Question

Consider the following list: 7,28,31,40,5,20 The first four keys are in order. To move 5 to its proper position using the insertion sort as described in this chapter, exactly how many key comparisons are executed?

Short answer

4 comparisons.

Step-by-step solution

Understand Insertion Sort

Insertion sort works by repeatedly taking an element from the unsorted part of the list and inserting it into its correct position within the sorted part. This involves shifting elements in the sorted section until the right spot is found.

Identify Sorted and Unsorted Sections

The given list is: 7, 28, 31, 40, 5, 20. The sorted section is the first four elements (7, 28, 31, 40), and the unsorted section starts from the fifth element, which is 5.

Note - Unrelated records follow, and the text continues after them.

PR #592, opened 2026-06-02
channels: forbid self-authored PR reviews in github skill

devxoul:
## Problem

A single PR review request can produce **two contradictory reviews** on the same PR. Observed in production on #583: the bot posted an `APPROVE` review at 17:08:25, then a top-level "I found a blocker" comment at 17:09:10 — 45s later, flatly contradicting its own approval.

### Root cause

The github channel skill delegates PR analysis to the `reviewer` subagent (it runs on the `deep` model and returns a line-anchored `<review>` block). The intended flow is **spawn → wait → translate → post**. But the skill also told the parent to "keep working" after spawning, with **no rule forbidding the parent from analyzing the same PR itself** while the reviewer ran.

In the incident, the parent (default model) did exactly that:

1. Spawned the `reviewer` in the background (correct).
2. While it ran, the parent ran `gh pr view` / `gh pr diff`, read the changed files, and formed its **own** opinion.
3. After two `subagent_output` polls still showed "Running…", the parent **posted its own `APPROVE` review** and ended the turn with `skip_response({ reason: "review posted via gh api" })`.
4. The reviewer finished a minute later; the completion `<system-reminder>` re-woke the parent.
5. The parent fetched the reviewer's actual output — a `blocker` finding — and **posted it too**, contradicting the approval it had already shipped.

Two independent gaps:

- **No exclusivity rule.** Nothing said "the reviewer's `<review>` is the *only* source of the verdict — don't review the PR yourself." "Keep working" read as license to do the reviewer's job on the parent model.
- **No idempotency on the completion turn.** The post-completion reminder fires unconditionally and invites a post, with nothing reconciling "I already shipped a verdict for this PR."

## Fix

Skill-level guardrails in `src/skills/typeclaw-channel-github/SKILL.md` (docs/skill only):

1. **Exclusivity** (top of PR review flow): the reviewer's `<review>` block is the only source of the verdict; the parent does **no analysis** of the PR between spawn and result — no `gh pr diff`, no reading changed files, no drafting a verdict.
2. **End the turn after spawning**: clarifies that "stay responsive" means *other* chats, not continuing to work *this* PR; no busy-wait polling.
3. **One verdict per PR per request**: if the completion reminder arrives and a verdict already went out this engagement, `skip_response({ reason: "review already posted for this PR" })` instead of posting a second, possibly-contradicting review.

## Scope

This is the **skill-wording** half — the direct cause and the glaring loophole. A durable **mechanical** idempotency guard (suppress the completion-reminder re-wake when the parent already self-resolved the review while its spawned reviewer was still in-flight; lands around `injectSubagentCompletionReminder` in `src/channels/router.ts`) is a separate follow-up, since it needs new per-engagement state and its own test coverage.

## Checks

`bun run format:check`, `bun run lint` (0 errors), `bun run typecheck` all pass. Full suite: 6799 pass, 1 skip, 1 fail — the fail is the pre-existing, unrelated `resolveSelfPackageJsonPath > points at this package manifest` (asserts cwd ends in `typeclaw/`, fails only because the build ran from a `/tmp` worktree; passes in the real checkout, untouched by this change).


devxoul:
Good catch — fixed in 703acf1. The guard was in step 7, downstream of the read/translate/post steps, so on a completion reminder the agent could reach the posting path before it ever fired. Moved it to the top of step 3 (the completion-path entry): the "have I already shipped a verdict this engagement?" check now runs *before* any `subagent_output` fetch, translation, or post, and short-circuits to `skip_response` when true. Step 7 is back to just the `skip_response`-vs-trace-reply mechanics.

devxoul:
@typeey approve the pr please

Move 5 to Correct Position

Begin with the unsorted element 5. Start comparing it with the last element of the sorted section, which is 40. Continue comparing 5 with each element of the sorted section: - Compare 5 with 40 and find 5 < 40, so shift 40 to the right. - Compare 5 with 31 and find 5 < 31, so shift 31 to the right. - Compare 5 with 28 and find 5 < 28, so shift 28 to the right. - Compare 5 with 7 and find 5 < 7, so shift 7 to the right. After these comparisons, the position for 5 is found at the beginning of the list.

Count the Comparisons

As we compare 5 against each element of the sorted section (40, 31, 28, and 7) and shift them, we count one comparison per shift. That's a total of 4 comparisons.

Key concepts

Sorting Algorithms

Sorting algorithms are fundamental tools in computer science, used to arrange data into a specific order. In everyday life, sorting is applied when arranging items, such as numbers or letters, in ascending or descending order. In the context of programming, sorting helps with organization, efficiency, and data management.

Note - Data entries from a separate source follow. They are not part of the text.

Issue #291, opened 2026-05-21
Self-restart handoff: agent says 'I'm back' after restarting its own container


devxoul:
> **UPDATE (priority correction):** This issue was originally written TUI-first, and the "Scoping concerns" below excluded channel sessions from restart-resume. That scoping was wrong. **TUI is not the priority surface — channels are the real workload, and channel sessions are an equal-priority target for restart-resume.** A self-restart that originated from a channel session SHOULD reopen that session, fire the post-restart turn, and resume any pending todos in that conversation. The "no stray channel posts" concern still holds for *non-originating* channels and for cron/subagent/system origins (those remain no-ops); it does not justify excluding the originating channel.
>
> Implemented for the channel case in #598 (restart-handoff v2 carries the origin; channel boot reopens the originating session and resumes). The acceptance criteria below are amended accordingly (see the struck items).

## Goal

Make self-initiated restart feel continuous — for the originating session, whether that's a TUI session **or a channel conversation**:

```
H: restart
Agent: Okay, restarting now.
(container exits, new container boots, ~1-2s)
Agent: I'm back. Where were we?
```

Today the `restart` tool (`src/agent/tools/restart.ts`) exits the container cleanly and hostd brings up a fresh one, but the user must manually re-run `typeclaw tui` and the new agent has no awareness that it just restarted itself. The originator/sibling distinction was anticipated at the broadcast layer (lines 22-29 of `restart.ts`) but the proactive new-container greeting was never wired.

Out of scope: mid-LLM-call resumability. AGENTS.md is explicit that "agentic work is not resumable mid-LLM-call" and the in-memory Stream cannot survive a process death. This issue only covers the clean-turn-boundary case where the agent itself initiated the restart.

## What already exists

- `restart` tool publishes a `container-restarting` broadcast with `originatingSessionId` and `restartedAt` before `setTimeout(exit, 500ms)`.
- Hostd `restart` RPC, ACK-then-execute, container relaunch — all working.
- Session JSONL transcripts on disk under `sessions/`, force-committed by the backup plugin.
- `SessionManager` already loads JSONL files for the explorer plugin.

## What's missing

Three pieces, in increasing difficulty:

### 1. Durable handoff state across the restart

The Stream is in-memory and dies with the process, so the new container has no signal that it was just restarted by itself vs. cold-started. Options:

[...]

PR #598, opened 2026-06-03
channels: resume pending todos after a channel-origin restart

devxoul:
## Background

A user in a Discord channel told the agent to add a todo ("greet after restart"), then said "restart". The agent wrote the todo and called the `restart` tool; the container restarted — and the agent came back silent. The pending todo was on disk but was never resumed, and no post-restart turn fired.

Container logs showed the restart completing normally. The todo entry (`typeclaw.restart-self`) was present in memory. No follow-up turn ever appeared in the channel.

## Root cause

The restart-resume + todo-continuation machinery was TUI-only by construction.

`buildRestartHandoffWiring` in `src/agent/index.ts` wrote no restart handoff for non-TUI origins. This was a deliberate prior scoping decision (issue #291) to avoid the agent posting an unprompted "I'm back" message into a channel. Only the websocket `open` handler in `src/server/index.ts` consumed the handoff and drove resume.

Channel sessions are created lazily on inbound (`ensureLive`). After a reboot no live channel session exists, no inbound arrives, the handoff is never consumed, and the channel todo-continuation path — which only runs at the tail of a live `drain()` loop — never fires.

## What changed

This PR is 6 commits; the loop-guard abort commit is included because it was on the branch and is orthogonal.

There are several types of sorting algorithms, each with its own strengths and weaknesses. Some common sorting algorithms include:

• Bubble Sort: Repeatedly swaps adjacent elements if they are in the wrong order.
• Merge Sort: Divides the list into halves, sorts them, and merges them back together.
• Quick Sort: Selects a 'pivot' element and partitions the other elements into two sub-arrays.
• Insertion Sort: Builds the final sorted list one item at a time, much like sorting playing cards by hand.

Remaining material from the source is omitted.